Но гораздо больше времени Прокоп проводил тут не за чтением, а предаваясь мечтам, потому что любая мелочь могла отвлечь его от текста. И мелочи эти, надолго отрывавшие его от книги, в которую он был погружен, были отнюдь не чужды тому, что он в этот момент читал; наоборот, они словно бы крылись внутри прочитанного. То могла быть какая-нибудь фраза, а иногда просто слово, которое вдруг в нежданном прыжке подскакивало над страницей и обретало причудливый призвук и тревожащую плотность. Случалось даже, что некоторые слова, выпрыгнув, наполнялись ненадолго зыбкой материальностью; казалось, слово какое-то мгновение порхает над раскрытой книгой, подобное хрупкому прозрачному насекомому. И внимание Прокопа отвлекалось от текста, сосредоточиваясь на обрывке фразы или словце, которое, оторвавшись от страницы, взлетало среди стрекочущей тишины. Иногда то было какое-нибудь редкое слово, а иногда самое обыкновенное. Неожиданная красота стихотворной строки, выразительная энергия образа, предложения, удивление, вызванное семантическим сдвигом или инверсией, удачно найденная метафора либо лаконично сформулированная мысль способны были прервать процесс чтения, и мозг Прокопа мгновенно замирал или, верней сказать, настораживался. Настораживался, улавливая смысл, о котором он до сих пор не подозревал, неброскую и в то же время глубокую красоту, таящуюся в каком-нибудь выражении. И мысль начинала блуждать по бескрайним просторам языка, предметностей, образов, а сам он, не в силах найти точную формулировку, погружался в нескончаемые грезы.
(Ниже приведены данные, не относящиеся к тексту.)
PR #74, opened 2016-02-04
auth/sspi: remove annoying console.dir(err)

jonathanong:
coworkers think this is an error. don't need to log it. it would also be nicer if you used `console.error(err.stack)` instead so that we know where the error is coming from, but that's a different issue.


fourpixels:
Oops, I just opened a new issue for that: https://github.com/christkv/mongodb-core/issues/75

Sorry I didn't check here first. Should I close it now or after this pull is merged?

christkv:
fixed in 1.3.1

PR #76, opened 2016-02-10
emit connect event when server reconnects after initial connection failed

vkarpov15:
Re: Automattic/mongoose#1774 . If reconnect is on, server tries to reconnect when initial connection fails, but when it reconnects the server object will be in a broken state because it doesn't have a `wireProtocolHandler`

### DIFF
--- a/lib/topologies/server.js
+++ b/lib/topologies/server.js
@@ -213,6 +213,9 @@ var reconnectServer = function(self, state) {
         count = count - 1;
         // We are done, emit reconnect event
         if(count == 0) {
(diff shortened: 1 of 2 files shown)


christkv:
does the main driver pass replset and single server tests with this change ?

christkv:
merged into 1.3 branch

vkarpov15:
FWIW ran it with the main driver sharding + repl set and tests passed. AFAIK this wouldn't affect MongoClient, just applications that bypass mongoclient and construct servers and dbs directly (like mongoose does).

PR #81, opened 2016-03-10
Add unref

allevo:
https://jira.mongodb.org/browse/NODE-674

### DIFF
--- a/lib/connection/connection.js
+++ b/lib/connection/connection.js
@@ -459,6 +459,21 @@ Connection.prototype.isConnected = function() {
 }
 
 /**
+ * Unref this connection
+ * @method
+ * @return {boolean}
+ */
+Connection.prototype.unref = function() {
+  if (this.connection) this.connection.unref();
+  else {
+    var self = this;
+    this.once('connect', function() {
+      self.connection.unref();
+    });
+  }
+}
+
+/**
  * A server connect event, used to verify that the connection is up and running
  *
  * @event Connection#connect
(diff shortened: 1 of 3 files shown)


christkv:
can you provide a test case or two showing how this will fix your scenario.

allevo:
My show case is described below:
I have a webserver and its the process can handle a unix signal. The handler of this signal (i.e. SIGTERM SIGINT) should stop the process gracefully. As first thing, I refuse all new http connections and then stop all others connections (i.e. memcache and mongodb).

Some problems is raised when the signal handler would stop the process while there's a http request that uses the database has being processing: the `destroy` method on server object destroys the socket used to make the query (a read or write request!). So the http request cannot perform the query and the result is unknown: I don't know if the database has understood the query or if the query is already in the buffer and hasn't been sent to the mongodb server yet.

I would wait that all queries are made to stop the process.

My handler is like this
```
process.on('SIGINT', function() {
  httpServer.close(function() {
    mongoServerConnection.destroy();
  });
});
```

With this pull request, I can write:
```
process.on('SIGINT', function() {
  httpServer.close(function() {
    mongoServerConnection.unref();
  });
});
```
This `unref`ing allows to the process to shut down gracefully: a node process still alive until the stack is empty or a listened is already attached to a event emitter (like a socket).

With this PR, the process has not this (or those) socket(s) opened and dies in peace.

allevo:
Thanks

PR #686, opened 2026-08-07
Fix four account-takeover paths found by a security review

timujinne:
Found by a security review of the whole workspace on 2026-08-07 and verified against a running application. Four independent paths, each of which ends with an attacker holding someone else's account. Each commit is self-contained and carries its own reasoning.

## 1. Credential management on the admin user form ignored rank

`/admin/users/edit/:id` gated the password field on `Scope.can_access_admin_area?/1` — true for **any** holder of a single permission — while the template comment above it said "Admin/Owner only". Nothing else in the path checked rank: not the pipeline, not the on_mount hook, not the changeset, not a caller one frame up. Any role granted `users` (which Admin is auto-granted at boot) could open the Owner's record and set a new password.

`Auth.can_manage_user_credentials?/2` now answers by role and rank, mirroring the rules `can_delete_user?/2` and the impersonation authority already enforce, so the three takeover surfaces agree. It gates the password field, the reset-mail button and the **email** field — owning the address a reset link is delivered to takes an account just as surely as setting the password does. The events refuse independently of the template.

## 2. Deactivation denied access but did not revoke it

`update_user_status/2` flipped `is_active` and broadcast; the token rows stayed valid for their full 60-day life. Every gate that reads a session applies `ensure_active_user/1`, so an operator sees the account bounce and believes it is off — while any entry point that resolves a token without that filter still sees a live user. Deactivation now deletes the session tokens.

## 3. Multi-session resolved the root account without the active-user filter

`root_user/1` and `root_authenticated?/1` used a bare token lookup where `switch_to/2` uses `ensure_active_user/1`. With (2), a deactivated Owner/Admin holding a live cookie could `POST /users/session/impersonate/:uuid` — a route in a pipeline with no auth gate — and mint a fresh session as any other active user.

## 4. Stored XSS in the auth-page branding settings

`AuthPageWrapper.bg_style_tag/1` built a `<style>` element by string concatenation and emitted it with `raw/1`. A `<style>` body is raw character data, so HTML escaping does not apply and `</style>` in a value closes the element. The background colour is free text on `/admin/settings/authorization`, whose key is `settings` — held by Manager as well as Admin — and the result is served to every **anonymous** visitor of the login, registration and reset pages.

New `PhoenixKit.Utils.CssValue` is an allowlist that fails to `""`, applied on read (neutralising values already stored), in the one function that assembles the stylesheet, and on write (so the operator learns the value was rejected).

## 5. OAuth attached an external identity on email string equality

`find_or_create_user/3` looked the callback address up locally and, on a hit, confirmed that account and issued a session. No verification claim was read — although `extract_oauth_data/1` already captures `raw_info` — no prior link was required, and the query was unscoped.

Эти якобы перерывы и отвлечения вовсе не уводили Прокопа от текста, который он читал, напротив, помогали погружаться в него еще напряженней и глубже. После них он возвращался в книгу, как входят в тенистую и благоухающую лесную чащу. Он предавался грезам в недрах слов, в гуще их плоти, шелестящей отголосками, созвучиями, дуновеньями, в сочной и изобильной плоти, что вся была в складочках и морщинках. И когда грезы его с особой настойчивостью устремлялись в глубину и ширились, Прокоп инстинктивно задергивал выцветшее синее одеяло, словно для того чтобы надежней укрыться в средоточии своих грез и сконцентрировать воображение.
В синеватом полумраке, который тут же воцарялся в сортире, восседающий на унитазе Прокоп со спущенными до полу штанами и лежащей на коленях книгой, смахивал не то на карикатурного короля, погруженного в возвышенные мечтания, не то на дурака, чье чело нежданно озарил свет мудрости. И каждый раз он чувствовал, как близка в такие мгновения подлинная жизнь. Тайна жизни, казалось ему, станет вот-вот осязаемой и откроется во всей своей полноте и просветленности. Бывали дни, когда это ощущение становилось до того острым, что у Прокопа чуть ли не возникало чувство головокружения, как будто он вдруг превратился в канатоходца, балансирующего на проволоке, натянутой над двойной бездной — восторга и ужаса.